======== Material shown
PR #797, opened 2025-04-07
Move refinement attributes to addToCart.vue

indykoning:
This is another take on the automatically selecting attributes, moving it entirely to the add to cart.
It is also available in a computed object so it could be used to show the matching attributes first in the dropdowns in the future.

~~The changed files do not look correct from my end, the changer are here~~

~~[`906de50` (#797)](https://github.com/rapidez/core/pull/797/commits/906de502607c83b85b3c7285b54fd80ed4ab22f4)~~
Fixed


resources/js/components/Product/AddToCart.vue
```diff
@@ -3,6 +3,21 @@ import { GraphQLError } from '../../fetch'
...
 
 export default {
+    inject: {
+        instantSearchInstance: {
+            from: '$_ais_instantSearchInstance',
+            default: () => {
+                return {
+                    helper: {
+                        state: {
+                            disjunctiveFacetsRefinements: {},
```
indykoning, line 13: This is the default value for when the addToCart is not within context of an `instantSearchInstance`

resources/views/listing/partials/item/super_attributes.blade.php
indykoning, line 1: This file has been reset to the state before https://github.com/rapidez/core/pull/781/files#diff-bc56f0bb8882408b8979141aca087618a8de0b1fc576db77c0d30d23438f4991

Jade-GG (approved):

Jade-GG:
I assume this also then works when you go to the next page, for example?

PR #800, opened 2025-04-08
Move duplicate autocomplete parts to component

indykoning:
Unfortunately we do still need the additional input to prevent the AIS components from downloading prematurely. This way there's a consistent place to modify this.

### DIFF
--- a/resources/views/components/autocomplete/input.blade.php
+++ b/resources/views/components/autocomplete/input.blade.php
@@ -1,0 +1,27 @@
+@props([
+    'id' => 'autocomplete'
+])
+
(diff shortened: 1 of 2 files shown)


Jade-GG (approved):

resources/views/components/autocomplete/input.blade.php
```diff
@@ -0,0 +1,21 @@
+@props([
+    'id' => 'autocomplete'
+])
```
royduin, line 3:
```suggestion
@props(['id' => 'autocomplete'])
```

PR #801, opened 2025-04-08
[Instantsearch] Remove filterScoreScript

Jade-GG:
We could also remove the filterQueryString here and also replace that with a function we can call inside of the baseFilters, and maybe by that point we could also aggregate those functions into their own file? Not sure what would be nicer here.

Would look something like this:
```
v-bind:base-filters="() => [
    queryString('visibility:(2 OR 4) AND category_ids:{{ $category->entity_id }}')
    categoryPositions({{ $category->entity_id }}),
]"
```

### DIFF
--- a/resources/js/package.js
+++ b/resources/js/package.js
@@ -139,6 +139,18 @@ function init() {
 
                     return `/storage/${store}/resizes/${size}/magento${url}`
                 },
+
+                categoryPositions(categoryId) {
+                    return {
+                        function_score: {
+                            script_score: {
+                                script: {
+                                    source: `Integer.parseInt(doc['positions.${categoryId}'].empty ? '0' : doc['positions.${categoryId}'].value)`
+                                }
+                            }
+                        }
+                    }
+                },
             },
             computed: {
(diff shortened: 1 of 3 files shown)


resources/js/package.js
```diff
@@ -139,6 +139,18 @@ function init() {
 
                     return `/storage/${store}/resizes/${size}/magento${url}`
                 },
+
+                categoryPositions(categoryId) {
```
royduin, line 143: It's only used on listings, can't we have it in the `Listing.vue`?

Jade-GG:
> It would be nice to have a `categoryId` prop that handles this. If you don't want it; just don't specify it and if you'd like to have something custom you can still do that with a custom query.

Done!

resources/js/package.js
royduin: This one can be moved back to the `Listing.vue` after the recent changes?

royduin:
What do you think of https://github.com/rapidez/core/pull/801#discussion_r2048431991 @indykoning? Merging for now. We can change it later.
================
Give back the complete material, keeping every word exactly as written.

- **Response to this task**
PR #797, opened 2025-04-07
Move refinement attributes to addToCart.vue

indykoning:
This is another take on the automatically selecting attributes, moving it entirely to the add to cart.
It is also available in a computed object so it could be used to show the matching attributes first in the dropdowns in the future.

~~The changed files do not look correct from my end, the changer are here~~

~~[`906de50` (#797)](https://github.com/rapidez/core/pull/797/commits/906de502607c83b85b3c7285b54fd80ed4ab22f4)~~
Fixed


resources/js/components/Product/AddToCart.vue
```diff
@@ -3,6 +3,21 @@ import { GraphQLError } from '../../fetch'
...
 
 export default {
+    inject: {
+        instantSearchInstance: {
+            from: '$_ais_instantSearchInstance',
+            default: () => {
+                return {
+                    helper: {
+                        state: {
+                            disjunctiveFacetsRefinements: {},
```
indykoning, line 13: This is the default value for when the addToCart is not within context of an `instantSearchInstance`

resources/views/listing/partials/item/super_attributes.blade.php
indykoning, line 1: This file has been reset to the state before https://github.com/rapidez/core/pull/781/files#diff-bc56f0bb8882408b8979141aca087618a8de0b1fc576db77c0d30d23438f4991

Jade-GG (approved):

Jade-GG:
I assume this also then works when you go to the next page, for example?

PR #800, opened 2025-04-08
Move duplicate autocomplete parts to component

indykoning:
Unfortunately we do still need the additional input to prevent the AIS components from downloading prematurely. This way there's a consistent place to modify this.

### DIFF
--- a/resources/views/components/autocomplete/input.blade.php
+++ b/resources/views/components/autocomplete/input.blade.php
@@ -1,0 +1,27 @@
+@props([
+    'id' => 'autocomplete'
+])
+
(diff shortened: 1 of 2 files shown)


Jade-GG (approved):

resources/views/components/autocomplete/input.blade.php
```diff
@@ -0,0 +1,21 @@
+@props([
+    'id' => 'autocomplete'
+])
```
royduin, line 3:
```suggestion
@props(['id' => 'autocomplete'])
```

PR #801, opened 2025-04-08
[Instantsearch] Remove filterScoreScript

Jade-GG:
We could also remove the filterQueryString here and also replace that with a function we can call inside of the baseFilters, and maybe by that point we could also aggregate those functions into their own file? Not sure what would be nicer here.

Would look something like this:
```
v-bind:base-filters="() => [
    queryString('visibility:(2 OR 4) AND category_ids:{{ $category->entity_id }}')
    categoryPositions({{ $category->entity_id }}),
]"
```

### DIFF
--- a/resources/js/package.js
+++ b/resources/js/package.js
@@ -139,6 +139,18 @@ function init() {
 
                     return `/storage/${store}/resizes/${size}/magento${url}`
                 },
+
+                categoryPositions(categoryId) {
+                    return {
+                        function_score: {
+                            script_score: {
+                                script: {
+                                    source: `Integer.parseInt(doc['positions.${categoryId}'].empty ? '0' : doc['positions.${categoryId}'].value)`
+                                }
+                            }
+                        }
+                    }
+                },
             },
             computed: {
(diff shortened: 1 of 3 files shown)


resources/js/package.js
```diff
@@ -139,6 +139,18 @@ function init() {
 
                     return `/storage/${store}/resizes/${size}/magento${url}`
                 },
+
+                categoryPositions(categoryId) {
```
royduin, line 143: It's only used on listings, can't we have it in the `Listing.vue`?

Jade-GG:
> It would be nice to have a `categoryId` prop that handles this. If you don't want it; just don't specify it and if you'd like to have something custom you can still do that with a custom query.

Done!

resources/js/package.js
royduin: This one can be moved back to the `Listing.vue` after the recent changes?

royduin:
What do you think of https://github.com/rapidez/core/pull/801#discussion_r2048431991 @indykoning? Merging for now. We can change it later.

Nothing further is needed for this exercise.